Pannagram (pan-genome alignment, annotation, analysis and diagrams), a toolkit designed to discover the Mobilome based on full-genome assemblies. Pannagram is both reference-free and library-free, which helps it remain unbiased in detecting genomic variations.

Pannagram reconceptualises insertions and deletions, treating them as presence-absence variants characterized by the specific allele frequency of the presence allele in the population. As a result, Pannagram outputs families of mobile elements that belong to the Mobilome.





□ CytoCoSet: Conditional similarity triplets enable covariate-informed representations of single-cell data

>> https://bmcbioinformatics.biomedcentral.com/articles/10.1186/s12859-025-06069-5

CytoCoSet, a deep-learning-based model that utilizes patient covariates that are distinct from the outcome to be predicted in order to learn accurate sample-level feature encodings.

This enhanced, covariate-informed model enables sample-based feature representation learning or featurization, while accommodating for diverse covariates to ultimately generate clinically-holistic summaries of the immune system and the patient’s background health.

The CytoCoSet algorithm defines a set of triplets based on Random Fourier Features (RFFs) to constrain the process of learning per-sample embedding vectors.

A triplet is a combination of three samples, such that two samples have similar covariates and should have similar embeddings, and the third sample is distinct in terms of covariates and should therefore have a more divergent embedding.





□ Protocol for direct cDNA cap analysis of gene expression for paired-end patterned flow cell sequencing

>> https://star-protocols.cell.com/protocols/4027

The latest version of the CAGE protocol, was designed for sequencing on the Illumina non-patterned flow cell, which carried a random cluster distribution and used 4 colors to image the 4 types of DNA bases.

However, Illumina has replaced it with a patterned flow cell that is able to sequence up to four times more reads, with much higher cluster density than the non-patterned flow cell, with only two imaging steps per sequencing cycle for faster imaging.

The patterned flow cell is more susceptible to generating index hopping artifacts leading to reads misassignment to the wrong sample barcode in multiplexed libraries. It allows for paired-end sequencing on patterned flow cells using unique combinations of the i5/i7 dual indexes.

The patterned flow cell shows a stronger bias towards short reads and the newly introduced UDIs, formed dimers that were strongly competing against the single stranded DNA libraries during wash steps.
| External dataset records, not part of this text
PR #1955, opened 2019-04-26
Rework migrations

eggplantzzz:
This PR is an attempt to rework some of the legacy Truffle code. The author is preferring a Promise-based approach and attempting to minimize the number of callbacks passed.

It is also built on the work done in PR #1905


packages/truffle-compile/test/compilerSupplier/index.js
```diff
@@ -115,6 +115,13 @@ describe("CompilerSupplier", () => {
     });
 
     describe("when a user specifies the compiler url root", () => {
+      beforeEach(() => {
+        sinon.stub(VersionRange.prototype, "versionIsCached").returns(false);
+      });
+      afterEach(() => {
+        VersionRange.prototype.versionIsCached.restore();
+      });
```
gnidan: Neat!

packages/truffle-core/lib/commands/migrate.js
```diff
@@ -129,6 +129,42 @@ const command = {
...
+      const config = Config.detect(options);
+
+      config.contracts_build_directory = buildDir;
+      config.artifactor = new Artifactor(buildDir);
+      config.resolver = new Resolver(config);
+
+      try {
+        await Environment.detect(config);
+      } catch (error) {
+        throw new Error(error);
```
gnidan: By throwing this error here, we won't end up running `done(error)`. Not sure if that's intended? My hunch is that this line needs to be removed.

packages/truffle-core/lib/environment.js
```diff
@@ -154,7 +68,85 @@ const Environment = {
...
+        config.network = "development";
+      } else {
+        config.network = "ganache";
+        config.networks[config.network] = {
+          host: "127.0.0.1",
+          port: 7545,
+          network_id: 5777
+        };
+      }
+    }
```
gnidan: I like the helpers!

packages/truffle-workflow-compile/index.js
```diff
@@ -72,29 +72,37 @@ const Contracts = {
...
-      },
-      0
-    );
-
-    if (numberOfCompiledContracts === 0) this.reportNothingToCompile(options);
-
-    this.reportCompilationFinished(options, config);
-    return await this.collectCompilations(compilations);
-  }),
+  compile: async function(options, callback) {
```
gnidan: I think in order to make this polymorphic, we can't make it `async`, because it will return a promise no matter what. Not sure though, maybe this is fine as a best practice?

packages/truffle-core/lib/commands/migrate.js
eggplantzzz: Oh good catch. Actually `done` gets called on the outside of the function...`done` should be removed from the function signature. I think this was some code that got left in along with the callback to `done` in the else.

eggplantzzz: Ok so prepareConfigForRealMigrations is only called in one place and now `done` is handled on the outside of the function.

packages/truffle-workflow-compile/index.js
eggplantzzz: Ah yes I see what you mean. Let me give it a mull-over.

eggplantzzz: After working this method out in an alternate way, I'm going to go ahead and claim that it is not a problem the way it currently is in this PR. It is not too bad so if you feel strongly about changing it, then I can go ahead and make the swap no problem. Otherwise, I think it is a bit impractical write it and make sure it doesn't return anything in the case that a callback is passed.

CplXhristianUSMC:

Issue #1956, opened 2019-04-26
Specify the working directory for an external complier command


ianmorgan:
- [x] I've asked for help in the [Truffle Gitter](http://gitter.im/Consensys/truffle) before filing this issue.
Discussed on slack with Truffle developers 
---------------------------

## Issue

□ HarmonizR: blocking and singular feature data adjustment improve runtime efficiency and data preservation

>> https://bmcbioinformatics.biomedcentral.com/articles/10.1186/s12859-025-06073-9

HarmonizR is based on a matrix dissection approach applied to an integrated dataset. This enables calling the desired batch effect adjustment algorithms (e.g., limma, ComBat) on the generated sub-matrices.
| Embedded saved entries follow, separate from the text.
PR #1965, opened 2019-04-30
Update tsconfig files to specify explicit @types dependencies

gnidan:
(internal improvement)

Noticed this when pulling `develop` into `truffle-db` cause `@types/mocha` conflicts with `@types/jest`.

Targeting `develop` to nip this in the bud.


gnidan:
Excessive review requests are so y'all are aware we gotta be explicit about TS package @types now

Each sub-matrix is adjusted independently, with computations executed concurrently using multiple cores or cluster nodes, and the results are re-integrated afterward.

This approach is in the following called sparsity sort and can primarily prevent very complete batches to be discarded for many features since they will no longer be blocked together with very incomplete batches.
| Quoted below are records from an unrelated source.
PR #1966, opened 2019-04-30
Fix yarn warnings

gnidan:
Firstly, this fixes the circular dependency warnings by making the following packages into peer dependencies:
- truffle-resolver's truffle-contract
- truffle-decoder's truffle

Additionally, this fixes warnings about inconsistent node executables by finding and replacing all instances of package.json files defining scripts in terms of `npm run <script>`. `yarn <script>` is used instead in all cases now.

### DIFF
--- a/.travis.yml
+++ b/.travis.yml
@@ -26,9 +26,8 @@ matrix:
     - node_js: 8
       env: COVERAGE=true
 
-
 install:
-  - npm run bootstrap
+  - yarn bootstrap
 
 cache:
   directories:
@@ -36,7 +35,7 @@ cache:
     - $(npm config get prefix)/lib/node_modules # globally installed stuff (i.e. lerna)
 
 script:
-  - npm run ci
+  - yarn ci
 
 notifications:
   slack:
--- a/README.md
+++ b/README.md
@@ -57,7 +57,7 @@ We welcome pull requests. To get started, just fork this repo, clone it locally,
 # Install
 npm install -g lerna@3.4.3
 npm install -g yarn
-npm run bootstrap
+yarn bootstrap
 
 # Test
 npm test
--- a/packages/truffle-contract/package.json
+++ b/packages/truffle-contract/package.json
@@ -4,7 +4,7 @@
   "description": "A better contract abstraction for Ethereum (formerly EtherPudding)",
   "main": "index.js",
   "scripts": {
-    "prepare": "npm run compile",
+    "prepare": "yarn compile",
     "publish:next": "node ../truffle/scripts/prereleaseVersion.js next next",
     "test": "./scripts/test.sh",
     "test:debug": "$(npm bin)/mocha --inspect-brk",
--- a/packages/truffle-contract/package.json
+++ b/packages/truffle-contract/package.json
@@ -7,8 +7,8 @@
     "prepare": "yarn compile",
     "publish:next": "node ../truffle/scripts/prereleaseVersion.js next next",
     "test": "./scripts/test.sh",
-    "test:debug": "$(npm bin)/mocha --inspect-brk",
-    "test:trace": "$(npm bin)/mocha --trace-warnings",
+    "test:debug": "$(yarn bin)/mocha --inspect-brk",
+    "test:trace": "$(yarn bin)/mocha --trace-warnings",
     "compile": "mkdir -p dist && browserify ./index.js -o ./dist/truffle-contract.js && uglifyjs ./dist/truffle-contract.js -o ./dist/truffle-contract.min.js"
   },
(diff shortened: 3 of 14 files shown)


packages/truffle/scripts/test.sh
```diff
@@ -3,9 +3,9 @@
 set -o errexit
 
 if [ "$GETH" == true ]; then
-  npm run build-cli && mocha --timeout 50000 --grep @ganache --invert --colors $@
+  yarn build-cli && mocha --timeout 50000 --grep @ganache --invert --colors $@
 elif [ "$COVERAGE" == true ]; then
   NO_BUILD=true mocha --no-warnings --timeout 7000 --grep @geth --invert --colors $@
 else
-  npm run build-cli && mocha --no-warnings --timeout 7000 --grep @geth --invert --colors $@
+  yarn run build-cli && mocha --no-warnings --timeout 7000 --grep @geth --invert --colors $@
```
eggplantzzz: Does this need to have 'run' removed?

eggplantzzz:
Other than the one comment, it looks cool.

.travis.yml
```diff
@@ -26,17 +26,16 @@ matrix:
...
 
-
 install:
-  - npm run bootstrap
+  - yarn bootstrap
 
 cache:
   directories:
     - node_modules
     - $(npm config get prefix)/lib/node_modules # globally installed stuff (i.e. lerna)
```
CruzMolina:
```suggestion
    - $(yarn config get prefix)/lib/node_modules # globally installed stuff (i.e. lerna)
```

README.md
```diff
@@ -57,7 +57,7 @@ We welcome pull requests. To get started, just fork this repo, clone it locally,
 # Install
 npm install -g lerna@3.4.3
 npm install -g yarn
-npm run bootstrap
+yarn bootstrap
 
 # Test
 npm test
```
CruzMolina:
```suggestion
yarn test
```

packages/truffle-contract/package.json
```diff
@@ -4,7 +4,7 @@
   "description": "A better contract abstraction for Ethereum (formerly EtherPudding)",
   "main": "index.js",
   "scripts": {
-    "prepare": "npm run compile",
+    "prepare": "yarn compile",
     "publish:next": "node ../truffle/scripts/prereleaseVersion.js next next",
     "test": "./scripts/test.sh",
     "test:debug": "$(npm bin)/mocha --inspect-brk",
```
CruzMolina:
```suggestion
     "test:debug": "$(yarn bin)/mocha --inspect-brk",
```
Same for `"test:trace"` below.

packages/truffle-decoder/package.json
```diff
@@ -50,5 +49,8 @@
     "truffle-decode-utils": "^1.0.11",
     "web3": "1.0.0-beta.37"
   },
+  "peerDependencies": {
```
CruzMolina: 🎉

packages/truffle/scripts/test.sh
CruzMolina:
```suggestion
  yarn build-cli && mocha --no-warnings --timeout 7000 --grep @geth --invert --colors $@
```

gnidan: Yep, good catch!

.travis.yml
gnidan: Hm I just tried this locally and it doesn't seem to work. Have you tried it?

CruzMolina: Hmm, seems to work on my end?

```
➜  truffle git:(quorum-subprovider) ✗ $(yarn config get prefix)/lib/node_modules
➜  node_modules ls
yarn
➜  node_modules 
```

gnidan: What happens if you run `yarn config get prefix` by itself? I get `undefined`

CruzMolina: same, which is why we pass the expected path where the global `node_modules` would be installed/cached.

haltman-at:
Question: When did `truffle-decoder` gain a dependency on `truffle`?  I remember seeing such warnings starting to pop up, but I don't remember ever deliberately adding that.  Does it actually need to be there?  Did someone else add it?

gnidan:
@haltman-at it's a dev. dependency, really, since the decoder tests run Truffle itself, I believe.

haltman-at:
@gnidan Oh, duh.  That makes sense.  Guess that was already there then and it was something else that changed to form the loop.

.travis.yml
gnidan: This seems wonky with how it returns undefined. We'll just have to keep an eye to make sure the Travis cache behaves.

gnidan:
Thanks all!

CplXhristianUSMC:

□ FLAMES: Prioritizing effector genes at trait-associated loci using multimodal evidence

>> https://www.nature.com/articles/s41588-025-02084-7

FLAMES (Fine-mapped Locus Assessment Model of Effector geneS) integrates SNP-to-gene evidence and convergence-based evidence into a single prediction for each fine-mapped GWAS signal.

FLAMES annotates fine-mapped credible sets and uses a machine learning classifier to score each gene, where this score denotes the level of biological evidence for that gene being regulated by a set of credible causal SNPs in the locus.

The XGBoost classifier used to create the SNP-to-gene scores is trained on a set of GWAS loci that contain a gene implicated by predicted loss of function (pLoF) variants or missense variants associated with the corresponding trait in an exome-wide association study (ExWAS).